🤖 AI Summary
This work addresses the challenge of simultaneously preserving model privacy and minimizing inference latency when deploying deep neural networks (DNNs) on untrusted edge devices. The authors propose ConvShatter, a novel scheme that leverages the linearity of convolution operations to decompose kernels into critical and generic components, enabling efficient protection within a heterogeneous TEE-GPU architecture through a lightweight reconstruction mechanism. By integrating channel/kernel permutation, decoy-based obfuscation, and secure parameter storage, ConvShatter ensures strong confidentiality and integrity of the model while achieving 16% lower inference latency compared to prior approaches such as GroupCover, with negligible accuracy degradation relative to the original model.
📝 Abstract
As edge devices gain stronger computing power, deploying high-performance DNN models on untrusted hardware has become a practical approach to cut inference latency and protect user data privacy. Given high model training costs and user experience requirements, balancing model privacy and low runtime overhead is critical. TEEs offer a viable defense, and prior work has proposed heterogeneous GPU-TEE inference frameworks via parameter obfuscation to balance efficiency and confidentiality. However, recent studies find partial obfuscation defenses ineffective, while robust schemes cause unacceptable latency.

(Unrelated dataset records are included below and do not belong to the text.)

PR #382, opened 2025-12-12
Objective Rewrite

### LINKED ISSUE #328: Rewrite objectives
Christmas project for me but im sick of fucking looking at objective code

checklist:
- put that shit in shared. i'm begging.
- Cache objective information instead of having to query it manually
  - Add some "refresh objectives of X type on X mind" call
  - The recalculated objective progress is cached on a comp and then networked
  - we can ACTUALLY UPDATE THE UI WHEN THE OBJECTIVE CHANGES!!!11!!!
- Make selection 10x more sane
  - might need a custom condition system or maybe entity table conditions can suffice. i dont care which.
- Make objectives support richtext and for the love of god make the ui look better.
- EDIT: clamp progress on [0, 1]. genuinely can't believe it doesn't do this already.

### LINKED ISSUE #361: Kill objectives dont work
Image

that, or they just don't display as completed?

EmoGarbage404:
## About the PR

Closes #328 
Closes #361

big rewrite of objectives. not done but throwing it here to bigdick

todo:
- [x] kill objective
- [x] arms dealer objective
- [x] test refactored objectives (would be appreciated if someone helped me out on it)


Content.Shared/_ES/Objectives/ESSharedObjectiveSystem.cs
```diff
@@ -0,0 +1,280 @@
...
+    [PublicAPI]
+    public List<Entity<ESObjectiveComponent>> GetObjectives(Entity<ESObjectiveHolderComponent?> ent)
+    {
+        return GetObjectives<ESObjectiveComponent>(ent);
+    }
+
+    /// <summary>
+    /// Returns all objectives on an entity which have a given component
+    /// </summary>
+    public List<Entity<T>> GetObjectives<T>(Entity<ESObjectiveHolderComponent?> ent) where T : Component
```
moonheart08, line 160: These two seem a lot like queries and should probably return a concrete implementer of IEnumerable, without allocating, instead. (Times have changed since entity queries were written the way they are so manual movenext isn't useful perf wise anymore, just make sure C# actually knows the concrete type so don't return IEnumerable.)

Just so in the future if someone uses these like queries, they don't spam a bunch of allocs in a hot loop somewhere.

mirrorcult:
ok well gh doesn't like me reviewing on my phone I guess so I don't think the individual reviews went through. what I remember
- i don't like the ergonomics in the event handlers for checking if an objective is valid to assign (having to remember to check and being able to accidentally override), imo it should work more like cancelable events where args.Valid is private set and handlers just call something like args.Invalidate() on their fail condition
- it feels weird to still kind of have that objective progress indirection, like the objectives rn sub to some event or whatever then call refresh progress then have a separate handler for refresh progress that sets a field on the event to get used for the actual stored progress when I feel like it would make more sense to just have them set progress directly or something. having the event implies there would be multiple sources of progress on the same objective entity which just seems nonsensical?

To resolve these issues, we propose ConvShatter, a novel obfuscation scheme that achieves low latency and high accuracy while preserving model confidentiality and integrity. It leverages convolution linearity to decompose kernels into critical and common ones, inject confounding decoys, and permute channel/kernel orders. Pre-deployment, it performs kernel decomposition, decoy injection and order obfuscation, storing minimal recovery parameters securely in the TEE. During inference, the TEE reconstructs outputs of obfuscated convolutional layers. Extensive experiments show ConvShatter substantially reduces latency overhead with strong security guarantees; versus comparable schemes, it cuts overhead by 16% relative to GroupCover while maintaining accuracy on par with the original model.